WHAT THE TASK ASKS: Every entry must be given again exactly.

GIVEN DATA:
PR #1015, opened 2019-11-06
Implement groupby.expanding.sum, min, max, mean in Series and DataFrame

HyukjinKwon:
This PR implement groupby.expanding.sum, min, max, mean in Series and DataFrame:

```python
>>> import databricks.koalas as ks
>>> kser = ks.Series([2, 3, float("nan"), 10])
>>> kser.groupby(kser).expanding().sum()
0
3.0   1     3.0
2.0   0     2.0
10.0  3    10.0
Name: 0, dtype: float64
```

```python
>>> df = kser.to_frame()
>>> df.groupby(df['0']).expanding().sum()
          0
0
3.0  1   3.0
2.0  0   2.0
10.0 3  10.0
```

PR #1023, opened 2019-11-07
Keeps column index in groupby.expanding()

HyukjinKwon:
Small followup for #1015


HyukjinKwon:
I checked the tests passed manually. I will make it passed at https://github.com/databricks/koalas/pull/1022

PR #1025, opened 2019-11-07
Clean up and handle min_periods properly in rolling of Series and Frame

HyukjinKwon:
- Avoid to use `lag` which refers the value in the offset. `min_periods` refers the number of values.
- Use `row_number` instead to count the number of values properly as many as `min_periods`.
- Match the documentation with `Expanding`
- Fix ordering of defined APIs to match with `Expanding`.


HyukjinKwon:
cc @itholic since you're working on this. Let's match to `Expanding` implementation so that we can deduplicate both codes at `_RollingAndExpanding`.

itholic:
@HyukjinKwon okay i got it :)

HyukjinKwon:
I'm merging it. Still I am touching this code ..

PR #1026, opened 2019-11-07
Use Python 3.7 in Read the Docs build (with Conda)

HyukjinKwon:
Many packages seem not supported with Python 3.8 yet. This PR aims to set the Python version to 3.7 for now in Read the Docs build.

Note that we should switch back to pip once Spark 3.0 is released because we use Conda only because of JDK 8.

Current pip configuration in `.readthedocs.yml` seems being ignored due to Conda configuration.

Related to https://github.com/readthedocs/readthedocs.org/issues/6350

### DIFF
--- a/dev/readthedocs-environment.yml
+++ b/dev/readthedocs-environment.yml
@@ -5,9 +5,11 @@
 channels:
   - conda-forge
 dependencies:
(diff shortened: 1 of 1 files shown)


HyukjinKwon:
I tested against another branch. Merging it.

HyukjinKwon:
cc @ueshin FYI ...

OUTPUT:
PR #1015, opened 2019-11-06
Implement groupby.expanding.sum, min, max, mean in Series and DataFrame

HyukjinKwon:
This PR implement groupby.expanding.sum, min, max, mean in Series and DataFrame:

```python
>>> import databricks.koalas as ks
>>> kser = ks.Series([2, 3, float("nan"), 10])
>>> kser.groupby(kser).expanding().sum()
0
3.0   1     3.0
2.0   0     2.0
10.0  3    10.0
Name: 0, dtype: float64
```

```python
>>> df = kser.to_frame()
>>> df.groupby(df['0']).expanding().sum()
          0
0
3.0  1   3.0
2.0  0   2.0
10.0 3  10.0
```

PR #1023, opened 2019-11-07
Keeps column index in groupby.expanding()

HyukjinKwon:
Small followup for #1015


HyukjinKwon:
I checked the tests passed manually. I will make it passed at https://github.com/databricks/koalas/pull/1022

PR #1025, opened 2019-11-07
Clean up and handle min_periods properly in rolling of Series and Frame

HyukjinKwon:
- Avoid to use `lag` which refers the value in the offset. `min_periods` refers the number of values.
- Use `row_number` instead to count the number of values properly as many as `min_periods`.
- Match the documentation with `Expanding`
- Fix ordering of defined APIs to match with `Expanding`.


HyukjinKwon:
cc @itholic since you're working on this. Let's match to `Expanding` implementation so that we can deduplicate both codes at `_RollingAndExpanding`.

itholic:
@HyukjinKwon okay i got it :)

HyukjinKwon:
I'm merging it. Still I am touching this code ..

PR #1026, opened 2019-11-07
Use Python 3.7 in Read the Docs build (with Conda)

HyukjinKwon:
Many packages seem not supported with Python 3.8 yet. This PR aims to set the Python version to 3.7 for now in Read the Docs build.

Note that we should switch back to pip once Spark 3.0 is released because we use Conda only because of JDK 8.

Current pip configuration in `.readthedocs.yml` seems being ignored due to Conda configuration.

Related to https://github.com/readthedocs/readthedocs.org/issues/6350

### DIFF
--- a/dev/readthedocs-environment.yml
+++ b/dev/readthedocs-environment.yml
@@ -5,9 +5,11 @@
 channels:
   - conda-forge
 dependencies:
(diff shortened: 1 of 1 files shown)


HyukjinKwon:
I tested against another branch. Merging it.

HyukjinKwon:
cc @ueshin FYI ...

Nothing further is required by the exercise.